++++ MATERIAL PROVIDED

PR #834, opened 2018-09-21
Support using ObjectID as a constructor in scrapbook.

### LINKED ISSUE #769: Understand ObjectId and other common function calls
- [ ] ObjectID
- [ ] ISODate

PrashanthCorp:
Fixes #769 

I will push this after the regex PR.


StephenWeatherford:
@PrashanthCorp  Could you fix conflicts (and regenerate grammar) after you merge your regex fix so I can play with this?  Thx.

PrashanthCorp:
Done with the merge. Let's wait for Travis to give the go-ahead before asking you to play with it.

StephenWeatherford:
Could you merge so I can see this without the regex changes? Thx.

src/mongo/MongoScrapbook.ts
```diff
@@ -294,12 +285,62 @@ class FindMongoCommandsVisitor extends MongoVisitor<MongoCommand[]> {
 				parsedObject = [];
 			}
 		} else if (child instanceof mongoParser.FunctionCallContext || child instanceof ErrorNode) {
-			return {};
+			if (child.text.startsWith("ObjectId")) {
```
StephenWeatherford: What's child.text usually?  Don't like matching without word boundaries.

src/mongo/MongoScrapbook.ts
```diff
@@ -294,12 +285,62 @@ class FindMongoCommandsVisitor extends MongoVisitor<MongoCommand[]> {
...
+				parsedObject = this.objectIdContextToObject(ctx, child.text);
+			} else {
+				return {};
```
StephenWeatherford: Should be doing an error instead of return {}.  Does your ISODate work fix that?

src/mongo/MongoScrapbook.ts
StephenWeatherford: Don't rely so much on the text - you're already using a parser, so take advantage of that.  function name is child.children[0].text (just make sure to do non-null checks)

src/mongo/MongoScrapbook.ts
```diff
@@ -294,12 +285,62 @@ class FindMongoCommandsVisitor extends MongoVisitor<MongoCommand[]> {
...
+			}
 		} else {
 			return {};
 		}
 
 		return parsedObject;
 	}
 
+	private objectIdContextToObject(ctx: mongoParser.ArgumentContext | mongoParser.PropertyValueContext, tokenText: string): Object {
+		let opening = tokenText.indexOf('(');
```
StephenWeatherford: Again, use the parser output rather than parsing it again.

src/mongo/MongoScrapbook.ts
```diff
@@ -294,12 +285,62 @@ class FindMongoCommandsVisitor extends MongoVisitor<MongoCommand[]> {
...
+		let closing = tokenText.indexOf(')');
+		let hexID: string;
+		let tokenObject: Object = {};
+		if (closing === opening + 1) { // usage : ObjectID()
+			tokenObject = new ObjectID();
+		} else {
+			if (tokenText[opening + 1] === "\"") {
```
StephenWeatherford: What about single quotes?

PrashanthCorp:
Ping.

src/mongo/MongoScrapbook.ts
```diff
@@ -7,8 +7,9 @@ import { ANTLRInputStream as InputStream } from 'antlr4ts/ANTLRInputStream';
 import { CommonTokenStream } from 'antlr4ts/CommonTokenStream';
```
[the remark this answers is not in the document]
StephenWeatherford: Waiting for reply...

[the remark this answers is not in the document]
PrashanthCorp: Yes, with two caveats: 
While both the [BSON ObjectId docs])(https://docs.mongodb.com/manual/reference/method/ObjectId/) and the ObjectId constructor suggest that 12 bytes are okay, the shell is not happy with this. 
image

A document with a 12-byte ObjectId in a field gets converted to 24-hex (not surprising), and can be found. The hexId in `db.people.find({"name": ObjectId("abcdef123456")})` gets converted to `616263646566313233343536`. Inserting the above document and searching for it works. 

As to other cases I've tested: 
1. Errors while typing show up in problems and disappear once the id is legit. 
2. It consistently converts ids having special characters - for eg., `!@#$%^&*()-_` can be inserted and found. 
3. A multi-line split like 
```
{"name": 
ObjectId(

"abcdef123456")

})
```
works. Splitting midway inside "abcdef123456" does not work: The resultant string, say "abcdef1\r\n23456" is longer than 12 bytes. Removing 2 of the characters would still work.

PR #840, opened 2018-09-28
Added get database command.

Omelianenko:
Need this for Connections node in App Service


src/extension.ts
```diff
@@ -122,14 +124,17 @@ export function activate(context: vscode.ExtensionContext) {
...
-			(this: IActionContext, event: vscode.ConfigurationChangeEvent): Promise<void> {
+		async function (this: IActionContext, event: vscode.ConfigurationChangeEvent): Promise<void> {
 			this.properties.isActivationEvent = "true";
 			this.suppressErrorDisplay = true;
 			if (event.affectsConfiguration(ext.settingsKeys.documentLabelFields)) {
 				await vscode.commands.executeCommand("cosmosDB.refresh");
 			}
 		});
+	registerCommand('cosmosDB.api.getDatabase', async () => {
+		const AttachedDatabaseTreeItemContextvalue: string = 'cosmosDBAttachDatabaseAccount';
```
EricJizbaMSFT: I don't think 'cosmosDBAttachDatabaseAccount' should be necessary?

Omelianenko: You're right, thanks!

++++++++

## EXERCISE DESCRIPTION
If a line above holds the string "vscode", return it as it stands.

## TASK RESPONSE
@@ -122,14 +124,17 @@ export function activate(context: vscode.ExtensionContext) {
-			(this: IActionContext, event: vscode.ConfigurationChangeEvent): Promise<void> {
+		async function (this: IActionContext, event: vscode.ConfigurationChangeEvent): Promise<void> {
 				await vscode.commands.executeCommand("cosmosDB.refresh");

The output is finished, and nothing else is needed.